近所のいたずら者が落としたアシナガバチの巣をもらい受けました。
ハチの幼虫がかなり入っていました。これに蜂蜜をやったけどもだめだというのです。
それも当然、アシナガバチは肉食です。ミツバチとは違います。
そこで、芋虫を捕まえてきて、スポイドの先を小さくとがらせて、注射器の要領で、体液を失敬し、ハチの幼虫にやりました。
幼虫は、これを喜んで、飲みました。
その内、繭になり、ハチが羽化しました。
ハチにも、上記スポイドで芋虫の体液をやると喜んで、飲みました。
ハチがかなり増えた頃、弟がちょっかいをかけてきました。
すると、ハチが一匹弟に突進。

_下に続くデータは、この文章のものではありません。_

Issue #5971, opened 2025-12-21
`<regex>`: Consider special-casing some simple loop structures


muellerj2:
Currently, loops like `a*` or `\d*` go through the whole NFA state transition processing for each repetition, which slows down the handling of such loops a lot.

I think it's probably worth it to recognize and special-case such simple and comonly used loop structures in the matcher. (But we should not add such special-case handling to non-simple loops and instead resolve #5957 to effectively extend the simple loop handling to branchless loops.)

StephanTLavavej:
Agreed. I'd expect zero-or-more / one-or-more repeats of space / whitespace being the most common, followed by similar loops to absorb digits (as you mentioned), word characters (I use `\w+` all the time), or handwritten classes like `[a-zA-Z]+`.

PR #6005, opened 2026-01-10
`<regex>`: Revise complexity limit

### LINKED ISSUE #5944: `<regex>`: Revising the stack and complexity limits

muellerj2:
Resolves #5944.

This limits the number of state transitions by a complexity limit that grows linearly in the length of the input string. Additionally, this also takes into account the length of string comparisons in `_N_str` and `_N_back` nodes (though divided by 64, as comparing one character is much cheaper than a single state transition).

I implemented a complexity limit of `300000 + 256 * input string length`. I think that should be enough for reasonable uses (and it's likely this limit will become more generous in practice when #5971 is addressed): Matching the regex `a*` currently performs about 3 state transitions per matched character, so 85 such loops can be tried before a complexity exception is thrown.

The limit might be larger than what can fit into `_Iter_diff_t<_It>` (or `ptrdiff_t`). For this reason, two counter variables are used to implement the limit.

Drive-by change: I somehow missed that `_Matcher3::_Pop_frame()` is no longer in use, so this PR removes this function as well.

### DIFF
--- a/tests/std/tests/VSO_0000000_regex_use/test.cpp
+++ b/tests/std/tests/VSO_0000000_regex_use/test.cpp
@@ -2403,7 +2403,7 @@ void test_gh_5944() {
         regex re("a*[^b]*a*[^b]*a*[^b]*a*[^b]*a*[^b]*a*[^b]*");
         (void) regex_match("aaaaaaaaaaaaaaaaaaaaaaaaaaaaab", re);
         assert(false);
-    } catch (regex_error& ex) {
+    } catch (const regex_error& ex) {
         assert(ex.code() == error_complexity);
     }
 }


StephanTLavavej:
> The limit might be larger than what can fit into `_Iter_diff_t<_It>` (or `ptrdiff_t`). For this reason, two counter variables are used to implement the limit.

I wonder, would it be simpler to use `_Unsigned128`?

muellerj2:
I guess we could also use `long long` and clamp the limit at `LLONG_MAX`. A computation should still run for decades until it reaches `LLONG_MAX`.

The current solution just avoids this clamping.

muellerj2:
I pushed an alternative implementation of the complexity limit using a `long long` counter, which is simpler but not completely future-proof. Feel free to choose the solution you prefer.

stl/inc/regex
```diff
@@ -3421,9 +3410,22 @@ size_t _Matcher3<_BidIt, _Elem, _RxTraits, _It, _Alloc>::_Calculate_frames_limit
 }
 
 template <class _BidIt, class _Elem, class _RxTraits, class _It, class _Alloc>
-void _Matcher3<_BidIt, _Elem, _RxTraits, _It, _Alloc>::_Increase_complexity_count() {
-    if (0 < _Max_complexity_count && --_Max_complexity_count <= 0) {
+long long _Matcher3<_BidIt, _Elem, _RxTraits, _It, _Alloc>::_Calculate_complexity_limit(
+    _Iter_diff_t<_It> _Input_length) {
+    constexpr long long _Intercept = 300000LL;
+    constexpr long long _Slope     = 256LL;
```
StephanTLavavej: This is, annoyingly and unfortunately, an extremely forbidden word according to our internal codebase validation tools. (I wouldn't expect anyone to know; look it up on Wikipedia if you care.) We'll need to choose another synonym.

stl/inc/regex
```diff
@@ -3890,13 +3893,15 @@ bool _Matcher3<_BidIt, _Elem, _RxTraits, _It, _Alloc>::_Match_pat(_Node_base* _N
...
+                    _Iter_diff_t<_It> _Count{};
                     if ((_Res0 = _STD _Compare_translate_left(_Tgt_state._Cur, _End, _Node->_Data._Str(),
-                             _Node->_Data._Str() + _Node->_Data._Size(), _Traits, _Sflags))
+                             _Node->_Data._Str() + _Node->_Data._Size(), _Traits, _Sflags, _Count))
                         != _Tgt_state._Cur) {
                         _Tgt_state._Cur = _Res0;
                     } else {
                         _Failed = true;
                     }
+                    _Increase_complexity_count(static_cast<_Iter_diff_t<_It>>(_Count / 64));
```
StephanTLavavej, line 3906: Let's add comments about why we sometimes divide by 64, as this is a mysteriously magic number.

tests/std/tests/VSO_0000000_regex_use/test.cpp
```diff
@@ -2392,6 +2392,22 @@ void test_gh_5939() {
...
+
+    // long strings should be matched successfully if the regex is simple
+    g_regexTester.should_match(string(20000000, 'a'), "a+");
+
+    // too much backtracking in complex regex expressions must result in a complexity exception
+    try {
+        regex re("a*[^b]*a*[^b]*a*[^b]*a*[^b]*a*[^b]*a*[^b]*");
+        (void) regex_match("aaaaaaaaaaaaaaaaaaaaaaaaaaaaab", re);
+        assert(false);
+    } catch (regex_error& ex) {
```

そのときの弟の逃げ足の速かったこと。
そうする内に、きれいな色をしたハエが、巣から50センチくらいのところで、ハチの巣を伺っているのに気が付きました。
これが、ハチの目を盗んで、卵を産み付けるのです。
繭になったハチの幼虫の下から食べていくのです。
異変に気が付いたハチは、繭を破り、食べられかけたさなぎと、ハエの幼虫(数匹)をかみ砕いて外の幼虫にやっていました。
お互いに命がけの生存競争でした。
10月頃だったか、突然銀面のハチが数匹発生しました。外の種のハチに乗っ取られたかと驚きましたが、元のアシナガバチは、従来の作業を続行しています。
オス蜂だったのです。
そうして、ある日、突然全てのハチがいなくなりました。
大空で結婚式をあげて、来年にむかって飛んでいったのでしょう。
アリと同様、オスは役目を終えて死んでいったはずです。
同じオスとして、人生のはかなさを思いました。
南無南無。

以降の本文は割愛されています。